# Exercise aim
From the records below, output exactly the lines running from the line containing "### FreeDV Version" through the line containing "Just the normal LTR display...", and no others.

# Available records
============================================================
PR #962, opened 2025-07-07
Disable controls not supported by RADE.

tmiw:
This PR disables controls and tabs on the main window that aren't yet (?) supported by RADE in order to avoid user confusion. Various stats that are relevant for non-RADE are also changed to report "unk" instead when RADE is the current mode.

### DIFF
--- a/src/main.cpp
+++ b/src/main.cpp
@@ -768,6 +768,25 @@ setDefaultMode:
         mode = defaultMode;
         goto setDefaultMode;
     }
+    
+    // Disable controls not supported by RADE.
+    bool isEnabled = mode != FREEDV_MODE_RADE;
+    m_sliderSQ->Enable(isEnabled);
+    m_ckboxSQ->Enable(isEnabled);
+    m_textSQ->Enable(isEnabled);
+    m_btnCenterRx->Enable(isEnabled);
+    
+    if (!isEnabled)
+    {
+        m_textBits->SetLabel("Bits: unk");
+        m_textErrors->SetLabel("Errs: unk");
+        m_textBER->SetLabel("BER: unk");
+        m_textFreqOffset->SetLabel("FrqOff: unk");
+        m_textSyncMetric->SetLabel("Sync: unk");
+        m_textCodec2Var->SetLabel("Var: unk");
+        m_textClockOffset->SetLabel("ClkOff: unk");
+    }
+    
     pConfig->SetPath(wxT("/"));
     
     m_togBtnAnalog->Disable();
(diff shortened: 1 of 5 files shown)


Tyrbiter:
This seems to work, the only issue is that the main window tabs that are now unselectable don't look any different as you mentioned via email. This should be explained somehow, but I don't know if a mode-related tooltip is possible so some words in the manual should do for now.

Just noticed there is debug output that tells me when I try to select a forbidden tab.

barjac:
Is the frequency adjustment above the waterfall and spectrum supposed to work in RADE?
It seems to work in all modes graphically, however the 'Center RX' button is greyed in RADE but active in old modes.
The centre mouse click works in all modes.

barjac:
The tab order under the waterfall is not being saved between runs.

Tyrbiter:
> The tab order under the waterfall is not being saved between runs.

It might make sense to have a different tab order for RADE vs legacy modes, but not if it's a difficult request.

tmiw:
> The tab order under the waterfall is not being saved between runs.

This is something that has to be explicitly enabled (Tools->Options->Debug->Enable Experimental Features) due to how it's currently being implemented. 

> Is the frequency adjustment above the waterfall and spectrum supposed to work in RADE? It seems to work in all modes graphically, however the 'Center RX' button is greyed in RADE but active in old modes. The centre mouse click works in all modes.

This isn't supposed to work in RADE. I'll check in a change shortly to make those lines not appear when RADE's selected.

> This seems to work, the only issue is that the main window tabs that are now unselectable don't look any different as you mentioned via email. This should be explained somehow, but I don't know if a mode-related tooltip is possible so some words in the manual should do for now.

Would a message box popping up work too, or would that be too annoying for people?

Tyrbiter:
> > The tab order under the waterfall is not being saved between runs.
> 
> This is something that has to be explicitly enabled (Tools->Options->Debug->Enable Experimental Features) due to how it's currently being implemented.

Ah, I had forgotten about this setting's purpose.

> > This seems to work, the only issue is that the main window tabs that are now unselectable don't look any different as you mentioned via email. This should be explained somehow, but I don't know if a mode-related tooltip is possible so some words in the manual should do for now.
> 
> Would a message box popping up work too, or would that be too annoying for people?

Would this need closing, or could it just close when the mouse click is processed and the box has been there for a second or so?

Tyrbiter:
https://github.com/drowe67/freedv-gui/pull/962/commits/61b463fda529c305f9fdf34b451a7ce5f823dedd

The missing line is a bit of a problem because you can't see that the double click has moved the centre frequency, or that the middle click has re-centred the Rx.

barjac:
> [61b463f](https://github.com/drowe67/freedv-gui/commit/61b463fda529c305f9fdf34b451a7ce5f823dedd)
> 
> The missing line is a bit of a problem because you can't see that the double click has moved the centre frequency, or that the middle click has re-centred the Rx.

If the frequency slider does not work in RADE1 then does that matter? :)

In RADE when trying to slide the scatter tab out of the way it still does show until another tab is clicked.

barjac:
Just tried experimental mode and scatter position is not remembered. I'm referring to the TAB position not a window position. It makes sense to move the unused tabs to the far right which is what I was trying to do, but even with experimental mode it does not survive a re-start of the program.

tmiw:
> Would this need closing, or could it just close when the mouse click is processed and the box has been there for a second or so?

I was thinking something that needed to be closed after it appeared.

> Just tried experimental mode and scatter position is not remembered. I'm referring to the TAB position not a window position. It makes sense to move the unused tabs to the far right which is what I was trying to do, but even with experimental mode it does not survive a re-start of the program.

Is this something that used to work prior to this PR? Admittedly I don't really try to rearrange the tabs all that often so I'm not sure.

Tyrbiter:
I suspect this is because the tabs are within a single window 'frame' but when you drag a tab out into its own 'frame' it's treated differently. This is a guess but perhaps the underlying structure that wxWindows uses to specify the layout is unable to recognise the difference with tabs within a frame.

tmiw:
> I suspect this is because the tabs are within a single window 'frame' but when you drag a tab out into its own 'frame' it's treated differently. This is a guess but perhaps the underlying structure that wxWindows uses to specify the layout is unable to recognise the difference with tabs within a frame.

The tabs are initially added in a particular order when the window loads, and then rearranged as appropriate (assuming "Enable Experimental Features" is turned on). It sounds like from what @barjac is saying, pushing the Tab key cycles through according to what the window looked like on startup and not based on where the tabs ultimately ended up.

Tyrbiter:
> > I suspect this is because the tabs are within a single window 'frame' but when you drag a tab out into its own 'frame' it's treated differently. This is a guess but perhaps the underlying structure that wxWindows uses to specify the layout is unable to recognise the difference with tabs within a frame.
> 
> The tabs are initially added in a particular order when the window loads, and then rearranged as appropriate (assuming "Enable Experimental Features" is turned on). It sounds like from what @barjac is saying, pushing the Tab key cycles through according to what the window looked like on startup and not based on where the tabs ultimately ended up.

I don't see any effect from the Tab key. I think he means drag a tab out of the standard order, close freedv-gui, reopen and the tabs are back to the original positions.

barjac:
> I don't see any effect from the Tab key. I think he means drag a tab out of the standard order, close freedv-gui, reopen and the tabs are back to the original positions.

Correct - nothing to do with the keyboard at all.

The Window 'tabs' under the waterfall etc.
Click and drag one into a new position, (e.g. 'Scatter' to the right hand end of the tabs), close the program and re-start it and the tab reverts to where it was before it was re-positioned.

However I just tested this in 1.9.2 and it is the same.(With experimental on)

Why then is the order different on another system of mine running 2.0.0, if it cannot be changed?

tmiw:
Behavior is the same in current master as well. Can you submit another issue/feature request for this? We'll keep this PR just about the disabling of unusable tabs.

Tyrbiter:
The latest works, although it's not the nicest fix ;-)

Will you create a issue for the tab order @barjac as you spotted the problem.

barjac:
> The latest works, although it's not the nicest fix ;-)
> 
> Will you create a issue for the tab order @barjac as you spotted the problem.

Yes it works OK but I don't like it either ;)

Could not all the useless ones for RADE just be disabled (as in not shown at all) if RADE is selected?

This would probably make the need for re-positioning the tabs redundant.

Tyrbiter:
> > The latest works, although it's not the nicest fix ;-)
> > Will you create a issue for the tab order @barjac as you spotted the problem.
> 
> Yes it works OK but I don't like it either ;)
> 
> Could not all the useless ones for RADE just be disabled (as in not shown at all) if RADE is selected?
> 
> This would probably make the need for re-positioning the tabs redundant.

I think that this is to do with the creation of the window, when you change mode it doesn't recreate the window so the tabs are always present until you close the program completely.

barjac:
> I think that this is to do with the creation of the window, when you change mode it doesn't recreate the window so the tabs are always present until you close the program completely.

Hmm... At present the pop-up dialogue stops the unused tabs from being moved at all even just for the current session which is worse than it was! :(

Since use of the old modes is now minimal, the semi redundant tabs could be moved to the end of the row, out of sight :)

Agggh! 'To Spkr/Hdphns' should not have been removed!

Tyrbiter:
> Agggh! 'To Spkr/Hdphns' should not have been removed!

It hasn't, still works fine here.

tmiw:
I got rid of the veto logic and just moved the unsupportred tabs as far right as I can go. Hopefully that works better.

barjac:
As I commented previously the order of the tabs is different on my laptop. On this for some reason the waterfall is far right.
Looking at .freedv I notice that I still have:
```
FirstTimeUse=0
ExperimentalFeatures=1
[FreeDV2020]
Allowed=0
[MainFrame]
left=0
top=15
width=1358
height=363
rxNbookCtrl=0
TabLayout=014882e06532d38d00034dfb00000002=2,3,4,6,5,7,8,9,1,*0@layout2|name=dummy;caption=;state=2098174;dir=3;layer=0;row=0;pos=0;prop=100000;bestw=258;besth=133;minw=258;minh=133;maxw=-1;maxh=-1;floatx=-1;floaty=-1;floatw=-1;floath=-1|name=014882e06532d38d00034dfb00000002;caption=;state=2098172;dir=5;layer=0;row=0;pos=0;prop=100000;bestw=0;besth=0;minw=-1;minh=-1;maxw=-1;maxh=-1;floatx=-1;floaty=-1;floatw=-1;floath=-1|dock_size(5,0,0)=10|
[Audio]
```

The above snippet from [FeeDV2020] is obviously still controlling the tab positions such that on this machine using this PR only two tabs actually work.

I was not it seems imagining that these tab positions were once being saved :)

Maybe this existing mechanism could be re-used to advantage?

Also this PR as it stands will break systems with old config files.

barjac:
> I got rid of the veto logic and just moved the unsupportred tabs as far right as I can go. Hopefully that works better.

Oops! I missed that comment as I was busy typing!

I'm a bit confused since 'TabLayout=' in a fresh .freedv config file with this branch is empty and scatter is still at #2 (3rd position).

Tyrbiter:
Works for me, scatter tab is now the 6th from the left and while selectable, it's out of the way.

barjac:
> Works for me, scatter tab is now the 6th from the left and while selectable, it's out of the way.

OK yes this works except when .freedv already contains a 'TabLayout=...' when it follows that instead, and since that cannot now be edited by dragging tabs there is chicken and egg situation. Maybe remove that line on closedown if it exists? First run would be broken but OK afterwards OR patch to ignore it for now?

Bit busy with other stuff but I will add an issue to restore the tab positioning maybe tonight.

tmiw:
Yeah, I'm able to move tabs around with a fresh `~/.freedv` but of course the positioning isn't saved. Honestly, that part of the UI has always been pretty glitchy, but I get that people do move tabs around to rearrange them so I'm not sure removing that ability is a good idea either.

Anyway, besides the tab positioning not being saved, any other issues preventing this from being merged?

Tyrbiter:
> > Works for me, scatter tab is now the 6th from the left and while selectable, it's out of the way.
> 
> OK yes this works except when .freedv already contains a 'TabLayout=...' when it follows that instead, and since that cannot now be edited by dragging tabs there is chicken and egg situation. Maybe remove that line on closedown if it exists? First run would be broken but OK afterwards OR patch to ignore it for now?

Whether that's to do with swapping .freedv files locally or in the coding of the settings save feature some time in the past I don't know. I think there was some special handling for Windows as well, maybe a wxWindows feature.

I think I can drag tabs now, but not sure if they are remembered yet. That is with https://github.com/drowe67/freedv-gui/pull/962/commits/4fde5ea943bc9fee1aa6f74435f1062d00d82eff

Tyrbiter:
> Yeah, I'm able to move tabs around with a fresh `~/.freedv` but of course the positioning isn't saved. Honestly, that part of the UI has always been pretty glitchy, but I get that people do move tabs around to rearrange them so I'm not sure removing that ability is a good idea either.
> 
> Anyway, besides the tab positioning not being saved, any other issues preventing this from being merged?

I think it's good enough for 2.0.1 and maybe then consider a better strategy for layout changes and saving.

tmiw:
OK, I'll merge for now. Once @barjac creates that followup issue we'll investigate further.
============================================================
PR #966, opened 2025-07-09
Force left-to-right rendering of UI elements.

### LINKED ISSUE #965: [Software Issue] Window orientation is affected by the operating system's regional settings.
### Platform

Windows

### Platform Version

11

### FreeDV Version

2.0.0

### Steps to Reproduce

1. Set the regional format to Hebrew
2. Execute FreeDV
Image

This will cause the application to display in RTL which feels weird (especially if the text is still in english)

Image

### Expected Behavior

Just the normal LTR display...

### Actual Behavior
============================================================
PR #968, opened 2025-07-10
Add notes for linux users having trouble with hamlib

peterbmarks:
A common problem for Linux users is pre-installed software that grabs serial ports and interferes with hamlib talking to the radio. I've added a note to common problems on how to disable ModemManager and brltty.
============================================================
# Solution for this problem
### FreeDV Version

2.0.0

### Steps to Reproduce

1. Set the regional format to Hebrew
2. Execute FreeDV
Image

This will cause the application to display in RTL which feels weird (especially if the text is still in english)

Image

### Expected Behavior

Just the normal LTR display...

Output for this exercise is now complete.